PR #151, opened 2018-07-11
Use pre-push hook to ensure build artifacts are up to date

### LINKED ISSUE #97: Add git commit hook to run build
And perhaps also linting?

dmethvin-gov:
Fixes #97

This uses Husky 1.0 which makes it easy to define any of the git hooks right in the package.json file.

I chose a pre-push hook which should prevent someone from accidentally creating a PR that has files out of sync. We can use a commit hook instead, but that could get annoying since it requires a complete rebuild before each commit. As we add more checks for things in the build process (e.g., link checking) it's likely to get even longer.

I think we may want to have a larger discussion about whether we really want to push build artifacts up to the repo for every commit, as opposed to just doing it on `production` releases. If we don't, the diffs become a lot more readable/relevant but it does prevent people from pulling a hash directly to use it (which can sometimes be a good thing).

### DIFF
--- a/package.json
+++ b/package.json
@@ -17,6 +17,11 @@
     "test": "BABEL_ENV=test mocha --require test/config/unit-test-setup.js --require test/config/enzyme-setup.jsx --compilers js:babel-core/register ./test/**/*.spec.jsx",
     "webpack": "webpack"
   },
+  "husky": {
+    "hooks": {
+      "pre-push": "npm run build && git diff --quiet || echo '** NOT PUSHED: Uncommitted changes! **'"
+    }
+  },
   "repository": {
     "type": "git",
     "url": "git+https://github.com/usds/us-forms-system.git"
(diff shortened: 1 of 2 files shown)


package.json
```diff
@@ -17,6 +17,11 @@
     "test": "BABEL_ENV=test mocha --require test/config/unit-test-setup.js --require test/config/enzyme-setup.jsx --compilers js:babel-core/register ./test/**/*.spec.jsx",
     "webpack": "webpack"
   },
+  "husky": {
+    "hooks": {
+      "pre-push": "npm run build && git diff --quiet || echo '** NOT PUSHED: Uncommitted changes! **'"
```
annekainicUSDS: Hm, can we not have the pre-push script just run the build itself as opposed to just warning someone that it hasn't yet been run? It would just save a step if it runs the build automatically. What do you think?

annekainicUSDS: Oops! Totally misread this. This looks good to me!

**WORK ITEM**
Go through the records and set each one down again, unchanged.

**COMPLETED EXERCISE**
PR #151, opened 2018-07-11
Use pre-push hook to ensure build artifacts are up to date

### LINKED ISSUE #97: Add git commit hook to run build
And perhaps also linting?

dmethvin-gov:
Fixes #97

This uses Husky 1.0 which makes it easy to define any of the git hooks right in the package.json file.

I chose a pre-push hook which should prevent someone from accidentally creating a PR that has files out of sync. We can use a commit hook instead, but that could get annoying since it requires a complete rebuild before each commit. As we add more checks for things in the build process (e.g., link checking) it's likely to get even longer.

I think we may want to have a larger discussion about whether we really want to push build artifacts up to the repo for every commit, as opposed to just doing it on `production` releases. If we don't, the diffs become a lot more readable/relevant but it does prevent people from pulling a hash directly to use it (which can sometimes be a good thing).

### DIFF
--- a/package.json
+++ b/package.json
@@ -17,6 +17,11 @@
     "test": "BABEL_ENV=test mocha --require test/config/unit-test-setup.js --require test/config/enzyme-setup.jsx --compilers js:babel-core/register ./test/**/*.spec.jsx",
     "webpack": "webpack"
   },
+  "husky": {
+    "hooks": {
+      "pre-push": "npm run build && git diff --quiet || echo '** NOT PUSHED: Uncommitted changes! **'"
+    }
+  },
   "repository": {
     "type": "git",
     "url": "git+https://github.com/usds/us-forms-system.git"
(diff shortened: 1 of 2 files shown)


package.json
```diff
@@ -17,6 +17,11 @@
     "test": "BABEL_ENV=test mocha --require test/config/unit-test-setup.js --require test/config/enzyme-setup.jsx --compilers js:babel-core/register ./test/**/*.spec.jsx",
     "webpack": "webpack"
   },
+  "husky": {
+    "hooks": {
+      "pre-push": "npm run build && git diff --quiet || echo '** NOT PUSHED: Uncommitted changes! **'"
```
annekainicUSDS: Hm, can we not have the pre-push script just run the build itself as opposed to just warning someone that it hasn't yet been run? It would just save a step if it runs the build automatically. What do you think?

annekainicUSDS: Oops! Totally misread this. This looks good to me!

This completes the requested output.